Problem to solve
Lines below containing the word "github" should be copied out.

Saved entries:

Issue #1694, opened 2023-10-27
feat: prefer error code for req-res protocol over exception


fryorcraken:
This is a **bug report/feature or change request/support request**

## Problem

Protocols currently use different pattern to handle errors.
Light push uses error code while filter uses exception.

It is best for the user if a common pattern is used across the API.
Also, there is an opportunity to re-use error code across the codebase and have similar pattern on the user side to handle them:

https://github.com/waku-org/js-waku/blob/b7dc3d7576e9444a5acbb036812c05cfccb25815/packages/interfaces/src/protocols.ts#L67

## Proposed Solutions

Generally avoid usage of exception in all protocols (store, light push, filter, metadata) in favour of error code.
Encourage developers to monitor this error code to recover from issue, e,g,:
- try again
- show user loss of internet access
- reporting of internal error
- etc

## PRs
- [x] metadata: https://github.com/waku-org/js-waku/pull/1904
- [x] peer-exchange: https://github.com/waku-org/js-waku/pull/1907
- [x] filter: https://github.com/waku-org/js-waku/pull/1971
- [x]  lightpush: https://github.com/waku-org/js-waku/pull/1971
- [ ] store

weboko:
I believe it can be closed

PR #1725, opened 2023-11-22
feat!: return response interface for success/error

danisharora099:
For the parent issue: https://github.com/waku-org/js-waku/issues/1694, we want to structure all protocols to return error codes & enums over throwing exceptions.

This PR:
- refactors Filter to return `IFilterResponse` which includes `statusCode, message, requestId`

## Notes:
- with this PR, Filter will currently use error codes and messages in tandem with the nwaku Filter implementation: https://github.com/waku-org/nwaku/blob/master/waku/waku_filter_v2/rpc.nim
- [x] linked nwaku PR: https://github.com/waku-org/nwaku/pull/2236
- reference: https://github.com/waku-org/docs.waku.org/pull/132#discussion_r1393600276

### DIFF
--- a/packages/core/src/lib/filter/index.ts
+++ b/packages/core/src/lib/filter/index.ts
@@ -116,7 +116,7 @@ class Subscription {
       if (statusCode < 200 || statusCode >= 300) {
         return {
           requestId: requestId,
-          code: statusCode,
+          statusCode: statusCode,
           message: statusDesc
         };
       }
@@ -129,7 +129,7 @@ class Subscription {
       );
       return {
         requestId: requestId,
-        code: statusCode
+        statusCode: statusCode
       };
     } catch (e) {
       throw new Error(
@@ -187,7 +187,7 @@ class Subscription {
       if (statusCode < 200 || statusCode >= 300) {
         return {
           requestId: requestId,
-          code: statusCode,
+          statusCode: statusCode,
           message: statusDesc
         };
       }
@@ -200,7 +200,7 @@ class Subscription {
       );
       return {
         requestId: requestId,
-        code: statusCode
+        statusCode: statusCode
       };
     } catch (error) {
       throw new Error("Unexpected error unsubscribing: " + error);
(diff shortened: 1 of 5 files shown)


packages/core/src/lib/filter/index.ts
```diff
@@ -113,64 +114,106 @@ class Subscription {
...
         "for content topics",
         contentTopics
       );
+
+      return {
+        requestId: requestId,
+        statusCode: statusCode
+      };
     } catch (e) {
       throw new Error(
```
fryorcraken, line 152: There are still a few errors being thrown here and line 109. They should also be converted. Ideally nothing is throw and users entirely rely on the enum error

packages/core/src/lib/filter/index.ts
```diff
@@ -72,7 +73,7 @@ class Subscription {
   async subscribe<T extends IDecodedMessage>(
     decoders: IDecoder<T> | IDecoder<T>[],
     callback: Callback<T>
-  ): Promise<void> {
+  ): Promise<IFilterResponse> {
```
fryorcraken, line 76: This function can fail in several manners:
1. locally (can't encode, other checks fail)
2. on the communication (can't open stream, remote node does not reply)
3. Remote node send an error back


All these cases should be covered with an Enum

Only in the case of (3) then you may want to return a "sub error", ie, what the remote peer returned.

Currently, this is still throwing exception on (1) and (2). It should not.

Finally, there is an opportunity to have common errors with light push. `SendError` should be re-used here and made more generic.

Do not we will change light push to also return error like filter, so while it's not there yet, knowing that should allow a common design. E.g. today light push remote peer failure does not include sub error, tomorrow it will.

packages/core/src/lib/filter/index.ts
```diff
@@ -113,64 +114,106 @@ class Subscription {
...
+      const res = await pipe(
+        [request.encode()],
+        lp.encode,
+        stream,
+        lp.decode,
+        async (source) => await all(source)
+      );
+
+      if (!res || !res.length) {
+        throw Error(
```
fryorcraken, line 180: Remove all throwing.

fryorcraken (changes requested):

fryorcraken:
@danisharora099 Please ping me or reset my review when ready to re-review.

danisharora099:
superseded by https://github.com/waku-org/js-waku/issues/1694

Response
https://github.com/waku-org/js-waku/blob/b7dc3d7576e9444a5acbb036812c05cfccb25815/packages/interfaces/src/protocols.ts#L67
- [x] metadata: https://github.com/waku-org/js-waku/pull/1904
- [x] peer-exchange: https://github.com/waku-org/js-waku/pull/1907
- [x] filter: https://github.com/waku-org/js-waku/pull/1971
- [x]  lightpush: https://github.com/waku-org/js-waku/pull/1971
For the parent issue: https://github.com/waku-org/js-waku/issues/1694, we want to structure all protocols to return error codes & enums over throwing exceptions.
- with this PR, Filter will currently use error codes and messages in tandem with the nwaku Filter implementation: https://github.com/waku-org/nwaku/blob/master/waku/waku_filter_v2/rpc.nim
- [x] linked nwaku PR: https://github.com/waku-org/nwaku/pull/2236
- reference: https://github.com/waku-org/docs.waku.org/pull/132#discussion_r1393600276
superseded by https://github.com/waku-org/js-waku/issues/1694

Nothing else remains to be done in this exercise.